* THE PROBLEM
In the entries below, count every line containing "filesystem". Reply with the number alone.

* ENTRIES PROVIDED

┌──

PR #4000, opened 2026-02-07
Rewrote hotkeys in json format

georgemoralis:
As title says hotkeys are now in json format , with support for versioning , so we can add new ones without the need to erase the old settings , also more clear solution than the existing

```
{
    "hotkeys": {
        "fullscreen": "f11",
        "pause": "f9",
        "quit": "lctrl, lshift, end",
        "reload_inputs": "f8",
        "renderdoc_capture": "f12",
        "show_fps": "f10",
        "toggle_mouse_to_gyro": "f6",
        "toggle_mouse_to_joystick": "f7",
        "toggle_mouse_to_touchpad": "delete",
        "volume_down": "kpminus",
        "volume_up": "kpplus"
    },
    "version": 1
}
```

### DIFF
--- a/src/input/hotkeys_settings.cpp
+++ b/src/input/hotkeys_settings.cpp
@@ -1,0 +1,207 @@
+// SPDX-FileCopyrightText: Copyright 2026 shadPS4 Emulator Project
+// SPDX-License-Identifier: GPL-2.0-or-later
+
+#include <fstream>
+#include <iomanip>
+#include <iostream>
+#include "common/path_util.h"
+#include "hotkeys_settings.h"
+
+using json = nlohmann::json;
+
+std::shared_ptr<HotkeysSettingsManager> HotkeysSettingsManager::s_instance = nullptr;
+std::mutex HotkeysSettingsManager::s_mutex;
+
+// --------------------
+// ctor/dtor + singleton
+// --------------------
+HotkeysSettingsManager::HotkeysSettingsManager() {
+    // Load on construction
+    Load();
+}
+
+HotkeysSettingsManager::~HotkeysSettingsManager() {
+    Save();
+}
+
+std::shared_ptr<HotkeysSettingsManager> HotkeysSettingsManager::GetInstance() {
+    std::lock_guard<std::mutex> lock(s_mutex);
+    if (!s_instance) {
+        s_instance = std::make_shared<HotkeysSettingsManager>();
+    }
+    return s_instance;
+}
+
+void HotkeysSettingsManager::SetInstance(std::shared_ptr<HotkeysSettingsManager> instance) {
+    std::lock_guard<std::mutex> lock(s_mutex);
+    s_instance = instance;
+}
+
+// --------------------
+// Path helpers
+// --------------------
+std::filesystem::path HotkeysSettingsManager::GetDefaultConfigPath() const {
+    const std::filesystem::path userDir = Common::FS::GetUserPath(Common::FS::PathType::UserDir);
+    return userDir / "hotkeys.json";
+}
+
+std::filesystem::path HotkeysSettingsManager::GetConfigPath() const {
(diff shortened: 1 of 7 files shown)


src/input/input_handler.cpp
```diff
@@ -218,10 +222,117 @@ InputBinding GetBindingFromString(std::string& line) {
...
+                continue;
+            }
+
+            // Map to ControllerOutput
+            ControllerOutput* output = nullptr;
+
+            if (hotkeyName == "fullscreen") {
+                output = &*std::ranges::find(output_array, ControllerOutput(HOTKEY_FULLSCREEN));
+            } else if (hotkeyName == "pause") {
+                output = &*std::ranges::find(output_array, ControllerOutput(HOTKEY_PAUSE));
```
kalaposfos13, line 294: This could be a map instead.

src/input/input_handler.cpp
```diff
@@ -392,7 +503,14 @@ void ParseInputConfig(const std::string game_id = "") {
             return;
         }
 
-        // normal cases
+        // SKIP hotkey parsing from INI files - now handled by hotkeys.json
+        if (output_string.find("hotkey_") == 0) {
+            LOG_DEBUG(Input, "Hotkey '{}' is now managed by hotkeys.json, skipping INI parsing",
```
kalaposfos13, line 508: There is a much less hacky way to do this, which is removing all the hotkey_\* entries from the list of outputs.

src/input/hotkeys_settings.cpp
```diff
@@ -0,0 +1,207 @@
...
+    // Update to latest version structure
+    m_settings.UpdateToLatestVersion();
+
+    // Check for missing hotkeys from latest defaults
+    for (const auto& [key, defaultValue] : latestDefaults.bindings) {
+        if (m_settings.bindings.find(key) == m_settings.bindings.end()) {
+            // Add missing default hotkey
+            m_settings.bindings[key] = defaultValue;
+            needsSave = true;
+            std::cout << "[HotkeysSettings] Added missing default hotkey: " << key << " = "
```
kalaposfos13, line 73: You forgot to tell your LLM to use our logging for this entire file.

kalaposfos13 (changes requested):
What is the point of this PR? Is this just yet another step in your quest to JSONify every possible config thing in the emulator? In any case, I don't agree that this should be done this way. If you make all input configs be based on JSON, then fine, I can accept that, but this weird in-between state isn't something we should have in my opinion, plus this will introduce additional backwards incompatibility to both the emulator and the launcher(s), whilst with a full switch, there'd be at least a clean line between before and after. Also, this loses both having global non-hotkey mappings, and game-specific hotkey binding support.

src/input/hotkeys_settings.cpp
georgemoralis: vstudio autopilot writes them that way , the pr wasn't production ready anyway :P

georgemoralis:
> What is the point of this PR? Is this just yet another step in your quest to JSONify every possible config thing in the emulator? In any case, I don't agree that this should be done this way. If you make all input configs be based on JSON, then fine, I can accept that, but this weird in-between state isn't something we should have in my opinion, plus this will introduce additional backwards incompatibility to both the emulator and the launcher(s), whilst with a full switch, there'd be at least a clean line between before and after. Also, this loses both having global non-hotkey mappings, and game-specific hotkey binding support.

why we need game-specific hotkey support? All hotkeys are doing specific things i don't see a point of having game specific ones

georgemoralis:
also the though about this started with the fact that although you added new hotkeys for the volume that aren't available without erasing the existing global.ini and make emu write a new one . The format i purpose at least supports versioning so it will fill the keys without an issue

georgemoralis:
making @kalaposfos13 happy

PR #4001, opened 2026-02-07
Kernel.Process: Implement sceKernelGetModuleInfo2, sceKernelGetModuleList2

StevenMiller123:
Should hopefully help with FIFA 18 on Windows? Probably some other titles too.

As far as I could tell, these two functions hide system libraries from the outputted information. This is mostly a guess based on fpPS4 code and kernel decompiling, as I've yet to find a proper way to test these on real hardware.


georgemoralis:
seems to fix fifa18

PR #4011, opened 2026-02-08
Added sceAudioOutGetSystemState and reduced some loading

georgemoralis:
Helps with black ops 4

### DIFF
--- a/src/core/libraries/audio/audioout.cpp
+++ b/src/core/libraries/audio/audioout.cpp
@@ -496,11 +496,11 @@ s32 PS4_SYSV_ABI sceAudioOutGetPortState(s32 handle, OrbisAudioOutPortState* sta
 
     state->rerouteCounter = 0;
     state->flag = 0;
-    LOG_INFO(Lib_AudioOut,
-             "called, handle={:#x}, state={}, output={}, channel={}, volume={}, "
-             "rerouteCounter={}, flag={}",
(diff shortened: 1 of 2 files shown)


src/core/libraries/audio/audioout.cpp
```diff
@@ -769,6 +769,19 @@ s32 PS4_SYSV_ABI sceAudioOutSetMixLevelPadSpk(s32 handle, s32 mixLevel) {
...
+s32 PS4_SYSV_ABI sceAudioOutGetSystemState(OrbisAudioOutSystemState* state) {
+    if (lazy_init.load(std::memory_order_relaxed) == 0 || audio == nullptr) {
+        LOG_ERROR(Lib_AudioOut, "audio is not init");
+        return ORBIS_AUDIO_OUT_ERROR_NOT_INIT;
+    }
+    if (state == nullptr) {
+        return ORBIS_AUDIO_OUT_ERROR_INVALID_POINTER;
+    }
+    memset(state, 0, sizeof(*state));
+    LOG_DEBUG(Lib_AudioOut, "called");
```
StevenMiller123, line 781: My only complaint is that I think this should have a higher log level, since it seems like a stub.
Otherwise this all looks good to me.

georgemoralis: this struct is only has loudness that is used in playstation sharing , i don't think we will ever implement that feature :p

PR #4012, opened 2026-02-08
Add option to enable/disable sys_modules

### LINKED ISSUE #614: [Feature Request] Allow to enable/disable loaded sys_modules
### Quick summary
Add ability load only certain sys_modules

### Details
Similarly as RPCS3 handles it, as it might be quite useful with e.g Bloodborne (hate to say it nowadays) where removing some modules allowed the game to run better and/or avoid some issues with loading.
Would also help in detection if sys_modules were dumped correctly and none of it is broken?
Due to specifics of done things, could be in debug tab?

CleanShot 2024-08-27 at 13 03 48@2x

DanielSvoboda:
Resolves https://github.com/shadps4-emu/shadPS4/issues/614

These options are not added to the global settings, only to the per-game settings.
These options will be available in the 'Experimental' menu, and can only be activated through the 'game specific settings'.

image

If someone disables something, it will appear in the log:
image

The QtLauncher section is here: https://github.com/shadps4-emu/shadps4-qtlauncher/pull/244


src/common/config.cpp
```diff
@@ -203,6 +203,12 @@ static ConfigEntry<bool> isShaderDebug(false);
 static ConfigEntry<bool> isSeparateLogFilesEnabled(false);
 static ConfigEntry<bool> showFpsCounter(false);
 static ConfigEntry<bool> logEnabled(true);
+static const std::vector<std::string> sysModules = {
```
StevenMiller123: I'd prefer if we could have one constant list that's referenced by both emulator initialization and config code.
Introducing duplicated constants makes it easier to introduce bugs when we add or remove from the supported list

DanielSvoboda: That makes sense, I was thinking about that when I was sending the commit. I copied this from the QT version because that list isn't there, so I had to create it here, but the names already exist in the SDL version.

georgemoralis:
my feelings is mixed about this , we have to update the list each time we add or remove a new module. Also we have LLE and HLE versions is some modules. Atm we force the users to test with all these , if we make it configurable that will fix things in testing and i dunno if it makes something work better

GHU7924:
>my feelings is mixed about this , we have to update the list each time we add or remove a new module. Also we have LLE and HLE versions is some modules. Atm we force the users to test with all these , if we make it configurable that will fix things in testing and i dunno if it makes something work better

Overall, I don't see anything wrong with this. Yes, the list will have to be adjusted, so it will be necessary to open PR specifically for this (possibly right before the release of a new version). But on the other hand, if we take regular users, they either don't know about modules initially and report that their game doesn't work, or if they do know about modules, I'm not sure how often they check the module list for updates to adjust it, especially considering that their games can launch and be playable.

P.S. I haven't noticed if this already exists in the emulator, but perhaps we should make the log indicate which version of the module is being used (LLE or HLE), which would improve understanding during testing.

DanielSvoboda:
Disabled system modules now bypass LLE loading but still attempt HLE fallback
when an HLE implementation is available.
image

DanielSvoboda:
> my feelings is mixed about this , we have to update the list each time we add or remove a new module. Also we have LLE and HLE versions is some modules. Atm we force the users to test with all these , if we make it configurable that will fix things in testing and i dunno if it makes something work better

When a new module is added for LLE loading in SDL, it must also be added to the QtLauncher list so it can be toggled. Otherwise, it will simply load as enabled by default.  
Removing it from SDL prevents it from being loaded, regardless of its presence in the Qt list.

GHU7924:
>Disabled system modules now bypass LLE loading but still attempt HLE fallback
when an HLE implementation is available.

I may be wrong now, but what if the user wants to disable the module, he removes the LLE, but the HLE module is enabled, what then?

@georgemoralis The Wiki on the site is not updated and contains an outdated list of modules.
Another thing, I don't want to open an issue about this, but I have a question about official images for the emulator. If I add the emulator to SteamDeck as a third-party game, the app won't have a background, logo, or anything else. Customization is now available on Steam, and all you need is just a few images of a certain size. There are no official images. Can anyone help with this? I'm not sure what the best way to store them is: downloading them separately or including them in the settings? For example, a dedicated folder with images in the User folder.

DanielSvoboda:
@GHU7924 I'm not sure if this is exactly what you want, but if you right-click on the game, you have the option to open the game folder, and in that path you'll find images for the icon and the banner.

ICON:       \sce_sys\icon0.png
BANNER:  \sce_sys\pic0.png

GHU7924:
@DanielSvoboda No, I'm talking about the QtLauncher application itself. To make it clearer, I'll use a game as an example. You add a game to Steam that's not part of your library, then click the properties of the added application, select Customization, and it offers the option to add images of specific sizes so your application has its own background, logo, and so on. I would like the emulator to have its own images that can be used in the game mode on SteamDeck.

└──

* OUTPUT OF THE EXERCISE
3